Of all us Bodines, I was the closest to Daddy. We worked together. Or, rather, I had taken over the family business from him when he couldn’t keep himself sober enough to finish a job. I’d learned to drive at twelve. That summer, Mama had started sending me to work with Daddy to make sure he wasn’t drinking on the job. He was. And I learned to drive stick sitting on a stack of folded-up quilts.

And now he was gone. And I didn’t know how in the hell I felt about that.

“Bonfire still on tonight, Scar?” Gibson was looking at me like he knew I wasn’t entirely in the “ding dong the drunk is dead” camp.

“Yeah, it’s still on.”

My little cottage with its swatch of lakefront beach was the perfect place to ring in the weekends, and we did so with bonfires, floats, and impromptu concerts—Bootleg had its share of musical talent.

While tonight would be just another party to my brothers, it would be my own private send-off to the father I’d loved despite everything.

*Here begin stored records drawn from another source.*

Issue #8060, opened 2023-02-07
Recreate watcher when closed with an exception


kyguy:
**Describe the bug**

Some of the operators do not recreate watches after they are closed with an error:

- AbstractConnectOperator
- KafkaRebalanceAssemblyOperator

This can lead to a custom resources not being watched and updated after the watch on that resource expires [1]. When this happens errors like the following will show in the Cluster Operator log:
```
2022-12-31T20:41:34.080724387Z 2022-12-31 20:41:34 ERROR AbstractWatchManager:315 - Unhandled exception encountered in watcher event handler
2022-12-31T20:41:34.080724387Z io.fabric8.kubernetes.client.KubernetesClientException: too old resource version: 119220794 (119221972)
2022-12-31T20:41:34.080724387Z  at io.strimzi.operator.cluster.operator.assembly.KafkaRebalanceAssemblyOperator$1.onClose(KafkaRebalanceAssemblyOperator.java:233) ~[io.strimzi.cluster-operator-0.29.0.redhat-00014.jar:0.29.0.redhat-00014]
2022-12-31T20:41:34.080724387Z  at io.fabric8.kubernetes.client.utils.WatcherToggle.onClose(WatcherToggle.java:56) ~[io.fabric8.kubernetes-client-5.12.2.redhat-00002.jar:?]
```
We had this same problem with the TopicOperator in the past and fixed it by updating the `K8sTopicWatcher` onClose() method. [2] We also already recreate watches for other operators in the same situation [5] [6] We should look into doing the same for the:

- AbstractConnectOperator [3]
- KafkaRebalanceAssemblyOperator [4]

**Expected behavior**
From what I understand from [1] it is the client's responsibility, or in this case the operators responsibility, to recreate a watch after it expires to avoid fabric8 errors like the following:
```
2022-12-31T20:41:34.080724387Z io.fabric8.kubernetes.client.KubernetesClientException: too old resource version: 119220794 (119221972)
```

**Additional context**
[1] https://stackoverflow.com/questions/61409596/kubernetes-too-old-resource-version
[2] https://github.com/strimzi/strimzi-kafka-operator/issues/3771
[3] https://github.com/strimzi/strimzi-kafka-operator/blob/0.33.0/cluster-operator/src/main/java/io/strimzi/operator/cluster/operator/assembly/AbstractConnectOperator.java#L287-L291
[...]

PR #8815, opened 2023-07-11
Recreate watcher when closed with an exception

kyguy:
### Type of change

- Bugfix

### Description

Addresses #8060

Some of the operators do not recreate watches after they are closed with an error:

    AbstractConnectOperator
    KafkaRebalanceAssemblyOperator

This can lead to a custom resources not being watched and updated after the watch on that resource expires

### Checklist

- [x] Write tests
- [ ] Update documentation
- [ ] Update CHANGELOG.md

### DIFF
--- a/cluster-operator/src/main/java/io/strimzi/operator/cluster/ClusterOperator.java
+++ b/cluster-operator/src/main/java/io/strimzi/operator/cluster/ClusterOperator.java
@@ -6,8 +6,8 @@ package io.strimzi.operator.cluster;
 
 import io.fabric8.kubernetes.client.KubernetesClient;
 import io.fabric8.kubernetes.client.Watch;
+import io.strimzi.api.kafka.model.KafkaConnector;
 import io.strimzi.api.kafka.model.nodepool.KafkaNodePool;
-import io.strimzi.operator.cluster.operator.assembly.AbstractConnectOperator;
 import io.strimzi.operator.cluster.operator.assembly.KafkaAssemblyOperator;
 import io.strimzi.operator.cluster.operator.assembly.KafkaBridgeAssemblyOperator;
 import io.strimzi.operator.cluster.operator.assembly.KafkaConnectAssemblyOperator;
@@ -117,7 +117,8 @@ public class ClusterOperator extends AbstractVerticle {
         if (!config.isPodSetReconciliationOnly()) {
             List<AbstractOperator<?, ?, ?, ?>> operators = new ArrayList<>(asList(
                     kafkaAssemblyOperator, kafkaMirrorMakerAssemblyOperator,
-                    kafkaConnectAssemblyOperator, kafkaBridgeAssemblyOperator, kafkaMirrorMaker2AssemblyOperator));
+                    kafkaConnectAssemblyOperator, kafkaBridgeAssemblyOperator, kafkaMirrorMaker2AssemblyOperator,
+                    kafkaRebalanceAssemblyOperator));
             for (AbstractOperator<?, ?, ?, ?> operator : operators) {
                 startFutures.add(operator.createWatch(namespace, operator.recreateWatch(namespace)).compose(w -> {
                     LOGGER.info("Opened watch for {} operator", operator.kind());
@@ -135,8 +136,11 @@ public class ClusterOperator extends AbstractVerticle {
                 }));
             }
 
-            startFutures.add(AbstractConnectOperator.createConnectorWatch(kafkaConnectAssemblyOperator, namespace, config.getCustomResourceSelector()));
-            startFutures.add(kafkaRebalanceAssemblyOperator.createRebalanceWatch(namespace));
+            startFutures.add(kafkaConnectAssemblyOperator.createConnectorWatch(namespace, kafkaConnectAssemblyOperator.recreateWatch(namespace)).compose(w -> {
+                LOGGER.info("Opened KafkaConnector watch for {} operator", kafkaConnectAssemblyOperator.kind());
+                watchByKind.put(KafkaConnector.RESOURCE_KIND, w);
+                return Future.succeededFuture();
+            }));
         }
 
         Future.join(startFutures)
--- a/cluster-operator/src/main/java/io/strimzi/operator/cluster/ClusterOperator.java
+++ b/cluster-operator/src/main/java/io/strimzi/operator/cluster/ClusterOperator.java
@@ -7,6 +7,7 @@ package io.strimzi.operator.cluster;
 import io.fabric8.kubernetes.client.KubernetesClient;
 import io.fabric8.kubernetes.client.Watch;
 import io.strimzi.api.kafka.model.KafkaConnector;
+import io.strimzi.api.kafka.model.KafkaRebalance;
 import io.strimzi.api.kafka.model.nodepool.KafkaNodePool;
 import io.strimzi.operator.cluster.operator.assembly.KafkaAssemblyOperator;
 import io.strimzi.operator.cluster.operator.assembly.KafkaBridgeAssemblyOperator;
@@ -117,8 +118,7 @@ public class ClusterOperator extends AbstractVerticle {
         if (!config.isPodSetReconciliationOnly()) {
             List<AbstractOperator<?, ?, ?, ?>> operators = new ArrayList<>(asList(
                     kafkaAssemblyOperator, kafkaMirrorMakerAssemblyOperator,
-                    kafkaConnectAssemblyOperator, kafkaBridgeAssemblyOperator, kafkaMirrorMaker2AssemblyOperator,
-                    kafkaRebalanceAssemblyOperator));
+                    kafkaConnectAssemblyOperator, kafkaBridgeAssemblyOperator, kafkaMirrorMaker2AssemblyOperator));
             for (AbstractOperator<?, ?, ?, ?> operator : operators) {
                 startFutures.add(operator.createWatch(namespace, operator.recreateWatch(namespace)).compose(w -> {
                     LOGGER.info("Opened watch for {} operator", operator.kind());
@@ -136,9 +136,15 @@ public class ClusterOperator extends AbstractVerticle {
                 }));
             }
 
-            startFutures.add(kafkaConnectAssemblyOperator.createConnectorWatch(namespace, kafkaConnectAssemblyOperator.recreateWatch(namespace)).compose(w -> {
+            startFutures.add(kafkaConnectAssemblyOperator.createKafkaConnectorWatch(namespace, config.getCustomResourceSelector()).compose(w -> {
                 LOGGER.info("Opened KafkaConnector watch for {} operator", kafkaConnectAssemblyOperator.kind());
                 watchByKind.put(KafkaConnector.RESOURCE_KIND, w);
+                return Future.succeededFuture();
+            }));
+
+            startFutures.add(kafkaRebalanceAssemblyOperator.createRebalanceWatch(namespace, kafkaRebalanceAssemblyOperator.recreateRebalanceWatch(namespace)).compose(w -> {
+                LOGGER.info("Opened watch for {} operator", kafkaRebalanceAssemblyOperator.kind());
+                watchByKind.put(KafkaRebalance.RESOURCE_KIND, w);
                 return Future.succeededFuture();
             }));
         }
--- a/cluster-operator/src/main/java/io/strimzi/operator/cluster/operator/assembly/AbstractConnectOperator.java
+++ b/cluster-operator/src/main/java/io/strimzi/operator/cluster/operator/assembly/AbstractConnectOperator.java
@@ -15,19 +15,15 @@ import io.fabric8.kubernetes.api.model.networking.v1.NetworkPolicy;
 import io.fabric8.kubernetes.api.model.rbac.ClusterRoleBinding;
 import io.fabric8.kubernetes.client.CustomResource;
 import io.fabric8.kubernetes.client.KubernetesClient;
-import io.fabric8.kubernetes.client.KubernetesClientException;
 import io.fabric8.kubernetes.client.Watch;
 import io.fabric8.kubernetes.client.Watcher;
 import io.fabric8.kubernetes.client.WatcherException;
 import io.fabric8.kubernetes.client.dsl.Resource;
 import io.micrometer.core.instrument.Timer;
 import io.netty.channel.ConnectTimeoutException;
-import io.strimzi.api.kafka.KafkaConnectList;
 import io.strimzi.api.kafka.KafkaConnectorList;
 import io.strimzi.api.kafka.model.AbstractKafkaConnectSpec;
-import io.strimzi.api.kafka.model.KafkaConnect;
 import io.strimzi.api.kafka.model.KafkaConnectResources;
-import io.strimzi.api.kafka.model.KafkaConnectSpec;
 import io.strimzi.api.kafka.model.KafkaConnector;
 import io.strimzi.api.kafka.model.KafkaConnectorBuilder;
 import io.strimzi.api.kafka.model.KafkaConnectorSpec;
@@ -52,6 +48,7 @@ import io.strimzi.operator.cluster.operator.resource.ResourceOperatorSupplier;
 import io.strimzi.operator.common.AbstractOperator;
 import io.strimzi.operator.common.Annotations;
 import io.strimzi.operator.common.BackOff;
+import io.strimzi.operator.common.OperatorWatcher;
 import io.strimzi.operator.common.Reconciliation;
 import io.strimzi.operator.common.ReconciliationLogger;
 import io.strimzi.operator.common.Util;
@@ -86,6 +83,7 @@ import java.util.Optional;
 import java.util.Set;
 import java.util.TreeMap;
 import java.util.function.BiFunction;
+import java.util.function.Consumer;
 import java.util.function.Function;
 import java.util.stream.Collectors;
 import java.util.stream.Stream;
@@ -128,6 +126,8 @@ public abstract class AbstractConnectOperator<C extends KubernetesClient, T exte
     protected final PlatformFeaturesAvailability pfa;
     protected final ServiceAccountOperator serviceAccountOperations;
     private final int port;
+    private final ClusterOperatorConfig config;
+    private Watcher<KafkaConnector> connectorWatcher;
 
     /**
      * Constructor
@@ -165,6 +165,7 @@ public abstract class AbstractConnectOperator<C extends KubernetesClient, T exte
         this.operatorNamespaceLabels = config.getOperatorNamespaceLabels();
         this.pfa = pfa;
         this.port = port;
+        this.config = config;
     }
 
     @Override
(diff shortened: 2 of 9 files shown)


cluster-operator/src/main/java/io/strimzi/operator/cluster/operator/assembly/AbstractConnectOperator.java
```diff
@@ -198,96 +199,87 @@ public ConnectOperatorMetricsHolder metrics()   {
...
-                                // Check whether a KafkaConnect exists
-                                connectOperator.resourceOperator.getAsync(connectNamespace, connectName)
-                                        .compose(connect -> {
-                                            KafkaConnectApi apiClient = connectOperator.connectClientProvider.apply(connectOperator.vertx);
-                                            if (connect == null) {
-                                                Reconciliation r = new Reconciliation("connector-watch", connectOperator.kind(),
-                                                        kafkaConnector.getMetadata().getNamespace(), connectName);
-                                                updateStatus(r, noConnectCluster(connectNamespace, connectName), kafkaConnector, connectOperator.connectorOperator);
-                                                LOGGER.infoCr(r, "{} {} in namespace {} was {}, but Connect cluster {} does not exist", connectorKind, connectorName, connectorNamespace, action, connectName);
+        connectorWatcher =  new OperatorWatcher<KafkaConnector>(this, namespace, onClose) {
```
scholzj, line 212: Does it really make sense to use the OperatorWatcher? You basically throw away the whole logic it has. So IMHO this is a bad reuse. This deserves another logic or another level of abstraction there.

cluster-operator/src/main/java/io/strimzi/operator/cluster/operator/assembly/KafkaConnectAssemblyOperator.java
```diff
@@ -359,4 +365,26 @@ Future<Integer> generateAuthHash(String namespace, KafkaConnectSpec kafkaConnect
...
+     * Create Kubernetes watch.
+     *
+     * @param namespace Namespace where to watch.
+     * @param onClose Callback called when the watch is closed.
+     *
+     * @return A future which completes when the watcher has been created.
+     */
+    public Future<Watch> createWatch(String namespace, Consumer<WatcherException> onClose) {
+        watcher = new OperatorWatcher<KafkaConnect>(this, namespace, onClose);
+        return VertxUtil.async(vertx, () -> resourceOperator.watch(namespace, selector(), watcher));
```
scholzj, line 379: Why is this here? It replaces the existing method in the upper classes without any obvious reason.

cluster-operator/src/main/java/io/strimzi/operator/cluster/operator/assembly/KafkaRebalanceAssemblyOperator.java
```diff
@@ -1463,4 +1430,40 @@ protected Future<Boolean> delete(Reconciliation reconciliation) {
...
+    }
+
+    /**
+     * Get watcher.
+     *
+     * @return watcher.
+     */
+    public Watcher getWatcher() {
+        return watcher;
+    }
```
scholzj, line 1468: Same as above, why do you have to override the createWatch method? That breaks the abstraction.

cluster-operator/src/main/java/io/strimzi/operator/cluster/operator/assembly/AbstractConnectOperator.java
scholzj: I'm not really sure which part would you extract. Keep in mind that the logic is shared between Connect and MM2 and the connectors do not really have their own reconciliation. (Not saying that there is nothing to extract - just not sure it is obvious what to extract)

kyguy: > I think we could extract the KafkaConnector reconciliation logic and copy into its own KafkaConnectorAssemblyOperator

Was experimenting with this before, but reverted due to the things Jakub mentioned above. Mess but not impossible. Also had the idea of creating a `KafkaConnectorWatch` class like we have a `NodePoolWatch`.  I'll experiment with this a little more

cluster-operator/src/main/java/io/strimzi/operator/cluster/operator/assembly/KafkaRebalanceAssemblyOperator.java
kyguy: The inherited `createWatch` method was not being used by the `KafkaRebalanceAssemblyOperator` class, `createRebalanceWatch` was used in its place with some extra logic. Since `createRebalanceWatch` in `KafkaRebalanceAssemblyOperator` is doing the same thing as `createWatch` method in cousin methods e.g.  `kafkaAssemblyOperator` and `kafkaMirrorMakerAssemblyOperator` it seemed like it would make more sense if we removed `createRebalanceWatch`  in favor of `createWatch` with the extra logic there. 

This allows changes like the following in the ClusterOperator class, adding kafkaRebalanceAssemblyOperator to the list of operators instead of treating it differently from the other operators:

“So, Bowie,” I said, eyeing him up. He had our mama’s gray eyes like me and daddy’s dark, dark hair. “Was it just my imagination, or were you trying to inhale Cassidy Tucker? How many other neighbors did y’all sniff in the receiving line?”

He clenched his jaw, which only served to highlight the sharp Bodine cheekbones. “Shut up, Scarlett.”

I grinned, my first real smile of the day. “Only pickin’,” I promised.

Bowie had never admitted it, but the man was carrying a torch. As far as I knew, he’d never done a damn thing about it. Me, on the other hand, if there was a guy I liked? I let him know. Life was short, and orgasms were great.